March Madness: How Did A.I. Predict The First Two Rounds?

The swarm would still be winning your office pool.

Unsplash / Sabri Tuzcu

A “swarm” of college basketball enthusiasts, assisted by artificial intelligence, correctly predicted 60 percent of the 2018 NCAA Tournament’s first 48 games, an analysis by Inverse has found.

Of the 48 games in the first two rounds of the tournament that finished on Sunday, the 50 basketball fans who took part in Unanimous AI’s hive-mind styled experiment incorrectly predicted the outcome of 19 games.

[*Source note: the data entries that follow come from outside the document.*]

PR #138, opened 2026-08-28
Add seven rhetorical-tic categories from Simon Willison's LLM cliché highlighter

t3chnaztea:
Adapts the pattern catalog from Simon Willison's [LLM cliché highlighter](https://tools.simonwillison.net/llm-cliche-highlighter) ([source](https://github.com/simonw/tools), Apache-2.0; regexes rewritten and tightened rather than copied, with per-rule credit inline). These are voice-of-the-essayist tics — the model performing insight rather than delivering it — and they complement the existing catalog: I checked each of the tool's 36 patterns against current main and dropped the ones you already cover (infomercial hooks, narrated candor, staccato drama, AI vocabulary, the Wikipedia-derived set).

**Three categories ship with detector types + fixtures (both directions):**

- `performed-insight` — "sit with that", "that's not nothing", "you already know the answer", "the punchline is", "worth naming", "don't take my word for it", sentence-initial "Turns out", "is the whole point / entire business model", "that's the part nobody mentions", "the only metric that matters", "is dead; long live", "that's why it mattered". Curated complements keep "the whole family" and "sit with him" clean. Weight 3 (density classifies, like tier2).
- `negation-chain` — "No fluff, no filler, no jargon" chains, stacked "didn't …" clauses, and the "Don't call it X. Call it Y." backref form. A stop-list keeps idiomatic pairs ("no more, no less", "no matter how") from firing, per the precision-over-recall rule. Weight 5 (strong single-hit structural tell).
- `dev-blog-boilerplate` — "batteries included", "it just works", "zero config", "sane defaults", "fits in your head". Weight 3.

**Four land as skill-only judgment rules,** with the reasons recorded in CATEGORIES.md group C: stacked rhetorical questions (interviews/FAQs stack questions legitimately), same-opener sentence runs (whether anaphora is earned is the whole judgment), stranded auxiliary contrast (one instance is legitimate style; only density distinguishes voice from tic), and colon into a triple (three-item lists are often simply true — Willison's own tool ships it off-by-default for docs).

Contracts updated per CONTRIBUTING: README bumped to 69 pattern categories and 51 engine types, CLAUDE.md copy matched, CATEGORIES.md rows + group C entries added, CHANGELOG 3.28.0, SKILL.md version bumped. `npm test` and `scripts/check-pattern-count.sh` pass.

Happy to split this into per-category PRs if that reviews easier.

https://claude.ai/code/session_01VNwGk41QYrtGFK7Utz1XfB


conorbronsdon:
Thanks @t3chnaztea for the contribution! Taking a look

conorbronsdon (changes requested):
## Review verdict: request changes

I reviewed this PR at exact commit `51cadbcda05c39d204a2958cf54e81df99879572`. The overall design is coherent: the seven additions split sensibly into three deterministic detector types and four judgment-only rules, the human-facing count moves from 62 to 69, the engine count moves from 48 to 51, and the category map agrees with `TYPE_LABELS`. The new happy-path and must-not-fire fixtures also pass.

There are still release-blocking synchronization omissions and several reproducible precision problems in the new regexes. Given this repository's explicit precision-over-recall policy, I don't think the detector findings should ship in their current form.

### 1. Blocking: the 3.28.0 release artifacts are not synchronized

The PR moves the root `SKILL.md` and top changelog entry to `3.28.0`, but four release/distribution surfaces remain at `3.27.0`:

- `package.json:3`
- `plugins/avoid-ai-writing/.claude-plugin/plugin.json:4`
- `plugins/avoid-ai-writing/skills/avoid-ai-writing/SKILL.md:4`
- `cursor-rules/avoid-ai-writing.mdc:2`

This is already a real CI failure, not a hypothetical one. `plugin-skill-sync / check` fails with:

```text
version mismatch: SKILL.md=3.28.0 plugin.json=3.27.0
Update plugin.json "version" to match SKILL.md frontmatter.
```

After the manifest is bumped, the workflow will regenerate the bundled skill and Cursor port and fail if those generated copies are not committed. Both copies currently still contain the 3.27.0 body and omit all seven new sections.

There is a second release failure waiting behind that check: `.github/workflows/release.yml` explicitly refuses npm publication when `package.json` disagrees with the top changelog version. On merge, the changelog push can create GitHub release/tag `v3.28.0`, but `publish-npm` will fail because `package.json` remains `3.27.0`. Fixing it in a later commit would then collide with the release workflow's exact-tag guard, potentially stranding the detector changes from npm under 3.28.0.

Required fix:

1. Bump `package.json` and the plugin manifest to `3.28.0`.
2. Run `bash scripts/sync-plugin-skill.sh && bash scripts/sync-cursor-rules.sh`.
3. Commit the generated skill and Cursor-rule changes.
4. Re-run the affected review/checks at the new SHA.

### 2. High: `negation-chain` flags ordinary narration and technical inventories

`detector/patterns.js:700` intentionally allows a period between two `did not` clauses and up to 25 intervening characters. That catches the documented clipped-rhythm case, but it also catches ordinary sequential narration:

```text
I did not sleep well last night. I did not eat breakfast either, so I left home early.
```

Verified output:

```text
type: negation-chain
severity: high
text: did not sleep well last night. I did not eat
```

The `no ...` branch at `patterns.js:694-699` similarly flags a normal technical contract:

```text
The endpoint takes no arguments, no headers, and no body when called in health-check mode.
```

Verified output:

```text
type: negation-chain
severity: high
text: no arguments, no headers, and no body when
```

These are especially costly false positives because this type is P1/high severity. The existing must-not-fire fixture tests only stop-list idioms (`no matter`, `no more, no less`) and never probes a near-miss with the same grammatical shape as the intended match.

Please narrow the deterministic subset or lower its severity, then add these ordinary narration and technical-inventory shapes as must-not-fire fixtures. Simply shortening the 25-character gap is unlikely to be enough: `I didn't sleep. I didn't eat.` is still ordinary prose despite being short.

### 3. Medium: two `performed-insight` branches overmatch ordinary prose or exceed the documented rule

I reproduced both of these at HEAD:

```text
Please sit with that decision overnight before you call the attorney tomorrow morning.
```

Flags `sit with that` at `patterns.js:672`. Here `that` is a determiner modifying `decision`, not the standalone reflective phrase documented as the tell. The expression needs a right-side guard so ordinary `sit with that <noun>` constructions stay clean.

```text
This is the only doctor I trust with a procedure this complicated and risky.
```

Flags `the only doctor I trust` at `patterns.js:682`. This is common literal English, and the new `SKILL.md` section documents “the only metric that matters,” not the broader “only X I/you/we/they trust” family. Either drop/narrow this branch or document why the broader family is precise enough to include.

The current negative fixture (`sat with him`, `the whole family`, `naming names`) does not exercise any of these near-boundary cases. These should be covered with explicit must-not-fire assertions after narrowing.

On reconsideration, I am **not** treating the broader `that's the part ...` branch at `patterns.js:681` as a defect. Even a concrete sentence such as “That is the part that keeps breaking” carries a mild stage-managed-emphasis shape, and `performed-insight` is appropriately weighted as a medium/3-point signal rather than decisive evidence on one hit. That makes the broader match defensible; the two cases above remain different because they capture ordinary grammatical continuations or an undocumented, commonplace literal construction.

### 4. Medium: the `Turns out` regex consumes the previous sentence boundary

At `detector/patterns.js:679`:

```js
/(?:^|[.!?]\s+|\n)Turns\s+out\b/g
```

For:

```text
A stable introduction goes here. Turns out the service was already running.
```

the detector reports:

```text
text: . Turns out
index: 31
```

The punctuation and whitespace belong to the preceding sentence, but become part of the issue text/index. That creates two downstream problems:

- sentence-region mapping can associate the issue start with the preceding sentence;
- deduplication keys on issue text, so the same phrase gets different keys depending on whether its boundary was a period or newline.

Please make the boundary non-consuming (for example, with the lookbehind idiom already used elsewhere in this file) and assert both the issue text and index in a regression fixture.

### 5. Low: `it just works` matches the different phrase `it just works out`

`detector/patterns.js:709` uses:

```js
/\bit\s+just\s+works\b/gi
```

That flags:

```text
It just works out to two queries after the optimizer merges identical branches in production.
```

“Works out to” is a phrasal verb meaning “evaluates/results in,” not the dev-marketing slogan “it just works.” A negative lookahead for continuations such as `out` would preserve the intended match without this false positive. Please add the reproduction as a must-not-fire fixture.

## Cross-model review and local verification

Required independent reviewers completed against this exact SHA:

- Claude: canonical model `claude-opus-5`, reference/completeness lens.
- Hermes/OpenRouter: exact model `thinkingmachines/inkling:free`, adversarial precision lens. OpenRouter's live catalog reported zero prompt and completion pricing when the review ran.

I treated both reports as unverified input and checked their claims against the files and runtime behavior. Notable discarded claims:

- Hermes claimed `[a-z]` in the negation regex rejects capitalized language names. It does not: the regex has the `i` flag, and `No Python, no Java` matches.
- Hermes treated lowercase `turns out` as a required match, but this PR's own catalog explicitly scopes that item to sentence-initial “Turns out”; I did not count the lowercase omission as a defect.
- Hermes's `feels worth naming` agreement concern did not demonstrate a regex bug.
- Opus predicted the changelog could exceed the self-scan budget. The actual check passed at 31/40, so I discarded that finding.
- I did not treat every phrase omitted from Simon Willison's broader implementation as a bug: this PR explicitly adapts and narrows the source inventory. I only retained divergences that conflict with this PR's own documented catalog or produce a concrete false positive.

Validation performed at `51cadbcda05c39d204a2958cf54e81df99879572`:

- `npm test`: all detector fixtures, the 51-type category contract, preservation validator, corpus helpers, and style checks passed.
- `npm run self-scan:check`: passed; all eight scanned documents remained within budget, including `CHANGELOG.md` at 31/40.
- Remote CI: detector test passed; plugin-skill-sync failed on the verified 3.28.0/3.27.0 manifest mismatch.
- PR head was rechecked immediately before this review and remained on the reviewed SHA.
- Review worktree remained clean; no code changes were made during review.

The direction is good, and the count/category wiring is solid. The release synchronization is mechanical. The important judgment call is the negation detector: a structural shape that appears frequently in legitimate narration and technical documentation should not be a high-severity signal unless the deterministic matcher can distinguish the rhetorical construction with acceptable precision.

t3chnaztea:
Thanks for the fast and thorough review — every reproduction checked out. All five findings addressed in d8b4d74:

1. **Release sync**: package.json, plugin.json bumped to 3.28.0; `sync-plugin-skill.sh` and `sync-cursor-rules.sh` run and the regenerated copies committed. plugin-skill-sync passes locally.
2. **negation-chain**: narrowed rather than downweighted. The `no …` chain now must open its sentence, so "takes no arguments, no headers, and no body" stays clean; the `did not` chain is comma-joined with the subject elided, so "I did not sleep well. I did not eat breakfast" stays clean. Both reproductions are must-not-fire fixtures, and SKILL.md documents the carve-outs (everything outside the narrow deterministic form is a judgment call).
3. **performed-insight**: `sit with (that|this)` now requires a following boundary or "for a moment"-family tail, so the determiner reading ("sit with that decision") stays clean. The `only X I trust` branch is dropped entirely — you're right that SKILL.md never documented it.
4. **Turns out**: switched to a lookbehind; fixture asserts both text (`Turns out`) and index.
5. **it just works**: negative lookahead for `out`; reproduction added to the boilerplate must-not-fire fixture.

`npm test` and `npm run self-scan:check` pass at the new head. On Qodo's quoted-cliché finding: the new families behave like the existing phrase families (no inline-quote masking anywhere in the engine), so I left that as-is rather than special-casing three types — happy to take it on as a follow-up if you want quote masking generally.

conorbronsdon:
Thanks! Taking a look at the new state - appreciate the speedy turnaround

conorbronsdon (approved):
Approved at `6acf9a1da1e0948750c2fc4c7a099f6b52279d23`.

The full test suite, self-scan, generated-copy checks, and pattern-count checks pass. I also reran the two independent reviews against this exact SHA: Claude Opus 5 and Inkling through Hermes found no blockers.

I made the small precision and documentation cleanups on the branch, including the changelog conflict resolution. The remaining edge cases are judgment calls rather than merge blockers, and I filed #140 so we can measure whether these carve-outs cost too much recall as the corpus grows.

Please do take the general inline quote masking as a separate follow-on PR. Reusing the current offset-preserving masker looks like the right direction. The tests should cover closed straight and curly quotes, apostrophes, escaped or unclosed quotes, an equivalent phrase outside quotes that must still fire, and preservation of source indices.

Thanks for offering to carry that forward.

conorbronsdon:
@t3chnaztea thanks again for contributing! Feel free to tag me in for review on the follow up if you take it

These wrong forecasts included that Virginia would beat UMBC, Creighton would beat Kansas State, Wichita State would beat Marshall, North Carolina would beat Seton Hall, TCU would beat Syracuse, and Arizona would beat Buffalo.

Due to the swarm’s incorrect projections in the first round, the second round forecasts gets a little messy. The hive mind was only able to precisely predict five of the second round’s match-ups and outcomes.

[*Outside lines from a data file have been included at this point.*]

Issue #85, opened 2026-08-02
Human corpus has no docs, social, email, or conversational register — blocks every published FP number


conorbronsdon:
Split out of conorbronsdon/personal-context#119, which is now closed. Documented in `corpus/README.md` since the corpus landed, but never tracked as work.

## The gap

`corpus/manifest.json` covers, on the human leg:

| Register | Entries |
|---|---:|
| `blog` | 26 |
| `essay-literary` | 4 |
| `academic` | 3 |
| `mixed` | 2 |
| `technical-blog` | 1 |

Zero entries for `docs`, `social`, `email`, and `conversational` — four of the registers the tolerance matrix defines and the tool is pointed at every day. LinkedIn posts and release notes are the actual use case and neither is represented.

## Why this blocks more than it looks like

`corpus/README.md` states the gate and then fails it:

> no number from this corpus goes into the README, a release note, or a social post until each claim cell has n >= 100, covers more than one register that people actually write in today, and carries a confidence interval. The current run satisfies the interval and the n, and **fails the register test outright.**

So the measured 0.0% FP rate cannot be published. Patina's spread runs 4.0% on chat to 34.0% on technical how-to inside one language, which is exactly the shape a blog-only corpus hides. A single number from this corpus would be a blog number wearing a general-purpose label.

Downstream: #84 (cross-tool benchmark) is blocked on the same gap, since a cross-tool comparison on one register settles nothing.

## What would close it

Human-authored text, per register, with provenance someone will attest to, and n >= 100 units per cell.

- **`docs`** — pre-2023 technical documentation with a clear author and a permissive license. Plenty exists in open source, and the hash-only manifest means it does not have to be redistributable.
- **`social`** — hardest. Pre-2023 LinkedIn and X posts by the maintainer are the obvious seed, if exportable. The Wayback approach that recovered the pre-2023 blog posts is worth trying and may not work on these platforms.
- **`email`** — newsletter archives are the tractable form. Individual correspondence is not publishable in any form, hash-only included, and should not be attempted.
- **`conversational`** — least clear. Forum and mailing-list archives are pre-LLM, publicly licensed, and genuinely conversational.

Two intakes already exist: `node scripts/corpus.js add-local` for text that stays on disk, and the [false-positive report form](https://github.com/conorbronsdon/avoid-ai-writing/issues/new?template=false_positive.yml), which captures register precisely so reports accumulate into exactly this.

## Constraint

[...]

PR #141, opened 2026-08-29
docs: add seed coverage for missing corpus registers

UniversePeak:
## Summary

Adds auditable hash-only seed entries for the two corpus registers that the maintainer marked open to contributors:

- RFC 8259 as a pre-LLM `docs` source
- A 1995 W3C `www-talk` message as a pre-LLM `conversational` source

The corpus README now records that both registers remain under-sampled and that `social` and `email` remain empty because they require maintainer-provided or otherwise appropriate sources. This deliberately does not claim that either seed is sufficient to publish a false-positive rate.

The HTML extractor keeps authored semantic elements intact; the W3C archive entry uses its `main` container to exclude outer page chrome, while scripts and styles remain excluded. Focused regression fixtures cover both behaviors.

## Validation

- `node scripts/corpus.js verify` (new entries verify; pre-existing unavailable caches are reported as missing)
- `node scripts/corpus.test.js`
- `npm test`

Contributes to #85

### DIFF
--- a/CHANGELOG.md
+++ b/CHANGELOG.md
@@ -4,7 +4,7 @@ All notable changes to this project are documented here.
 
 ---
 
-## [Unreleased]
+## [Unreleased] — 2026-08-29
 
 ### Changed
 
--- a/CHANGELOG.md
+++ b/CHANGELOG.md
@@ -11,6 +11,11 @@ All notable changes to this project are documented here.
 - **README adds a restrained related-work block.** Links to Conor's public
   builds, Chain of Thought, and `repo-audit` now sit after the core product and
   usage documentation.
+- **Corpus manifest documents the register gap with two auditable seed entries.**
+  RFC 8259 provides a pre-LLM `docs` source and a 1995 W3C mailing-list message
+  provides a pre-LLM `conversational` source. The corpus README records that
+  both registers remain under-sampled and that `social` and `email` still have
+  no entries; the additions do not authorize publishing a rate.
 
 ---
 
--- a/corpus/README.md
+++ b/corpus/README.md
@@ -44,7 +44,9 @@ buckets are what let that assertion be checked instead of assumed.
 
 ## Current contents
 
-Two sources, chosen for different reasons.
+Four source groups, chosen for different reasons. The last two are deliberately
+small seed entries: they make the missing-register state visible in the manifest
+without pretending that one document is enough to support a rate.
 
 **Nine public-domain works, 1788 to 1907**, sliced to 6,000 words each. Their
 provenance is beyond argument: nothing written in 1859 was machine-generated.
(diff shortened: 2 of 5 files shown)


conorbronsdon:
Thanks for the contribution @UniversePeak! Taking a look

conorbronsdon (changes requested):
Reviewed commit: `8f3a11b8ca9c031132efaad94056dbd6a608e346`

Requesting changes for four corpus-integrity and workflow issues:

1. **Do not auto-close #85.** The issue says partial contributions are useful but `n >= 100` per register is required before a cell supports a publishable claim. This PR adds one `docs` and one `conversational` source, leaves both under-sampled, and leaves `social` and `email` empty. Please replace `Fixes #85` with `Contributes to #85` or equivalent so the remaining work stays tracked.

2. **Exclude RFC front matter from the measured `docs` sample.** The `slice.after: "Abstract"` boundary retains the Status section, Copyright Notice, and table of contents before the actual technical prose. Direct source verification found roughly 879 of the recorded 3,967 words in that front matter; three of those boilerplate paragraphs enter paragraph-level measurement, and all of it enters document-level measurement. `slice.after: "1.  Introduction"` is a unique boundary in the official text; use that or another explicit front-matter stripper, then regenerate `sha256` and `words`.

3. **Do not globally strip semantic `header`, `footer`, and `nav` elements to support this source.** The replacement in `htmlToText()` deletes those elements inside every selected container, including authored `<article><header>` content. A 60-word control header is removed completely. It is also unnecessary for this W3C entry: the old and new extractors produce the same source hash because `selector: "main"` already excludes the outer page chrome. Remove the global change or make chrome stripping an explicit per-source option.

4. **Record an actual license or rights status for the W3C message.** `"W3C public mailing-list archive"` describes where the message is hosted, not the applicable license. W3C's mailing-list policy establishes public archival consent, but the source page does not identify a license for this individual message. Cite the applicable license if one exists, or record an accurate author-retained/not-redistributed or unverified rights status consistent with the hash-only corpus policy.

Verification performed at this SHA:

- `npm.cmd test` passed all suites; the focused corpus suite passed 21 tests.
- Both live sources reproduced their recorded hashes and word counts exactly.
- GitHub's `test` and `check` jobs are green.
- Claude Sonnet 5 and Hermes `thinkingmachines/inkling:free` completed independent reviews; their claims were checked against the files and live public sources.

I did not accept Qodo's suggestion that this PR itself must populate all four registers to 100 units; partial contributions are explicitly allowed. The problem is only the `Fixes #85` auto-close language.

UniversePeak:
Addressed the maintainer review in commit `a3c9e56`:

- Changed `Fixes #85` to `Contributes to #85` so the remaining register work stays tracked.
- Changed the RFC 8259 slice boundary to `1.  Introduction`; regenerated the measured cache and recorded SHA-256 `b593bd1763d8f3e506356b1d4c83ec0faf57a133e1a31684a4c693ec27694573` over 3,601 words.
- Removed global stripping of semantic `header`/`nav`/`footer`; added regression coverage for authored semantic content and selector-scoped page chrome.
- Replaced the W3C archive label with an unverified author-retained/not-redistributed rights status.
- Dated the unreleased changelog heading without inventing a release version.

Local verification: `npm.cmd test` passed; `node scripts/corpus.js verify` reports both new entries `ok` (pre-existing unavailable caches remain reported as missing). The PR checks are green. The `social`/`email` zero-coverage state remains intentional and documented: this contribution is partial, while #85 stays open until the full register requirements are met.

conorbronsdon:
Thank you @UniversePeak! Deeply appreciate the contribution.

conorbronsdon (approved):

  • Ahead of the “Sweet Sixteen” portion of the tournament that gets started on Thursday, here are a selected few of the second round games it correctly predicted:
  • Purdue beat Butler (76-73)
  • Texas Tech beat Florida (69-66)
  • Gonzaga beat Ohio State (90-84)
  • Michigan beat Houston (64-63)
  • Duke beat Rhode Island (87-62)

On Tuesday, Unanimous A.I. will be “re-swarming” the Sweet Sixteen round as well as the “Elite Eight” round that follows.

“We’re analyzing our results from the first round and the round of 32 and working to identify strong individual performers using a variety of algorithms to identify and invite the strongest participants to populate our prediction swarms for the [next rounds],” Chris Hornbostel, manager of swarm operations at Unanimous A.I., tells Inverse.

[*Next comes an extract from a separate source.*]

PR #145, opened 2026-09-04
Harden OpenAI plugin validation for deferred port gaps

### LINKED ISSUE #143: Follow-ups deferred from the ChatGPT/Codex port review (#135)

To predict the result of this and other games, Unanimous A.I. used what’s known as swarm intelligence to forecast the week’s slate. About 50 college basketball fans worked together as a hive mind to make picks. As you can see in the animation below, each participant controlled a little golden magnet and used it to drag the puck toward the answer they thought was the most likely outcome. As the users saw the puck move toward a particular outcome, it triggers a psychological response. They readjusted their decision-making, building toward a consensus.

Unanimous A.I.

Even with this methodology, the hive mind is still subject to errors. Since the collective intelligence of this program stems from humans, it’s vulnerable to unexpected upsets, like UMBC’s historic take down of top overall seed Virginia.

Here’s Unanimous A.I. founder Louis Rosenberg explaining his technology in a 2017 TED Talk:

While UMBC’s unanticipated victory over Virginia might have eliminated the final perfect brackets, the hive’s predictions are still sitting in the 89 percentile of ESPN brackets, according to Joe Rosenbaum, COO of Unanimous A.I. That’s good enough to probably still be winning your office pool.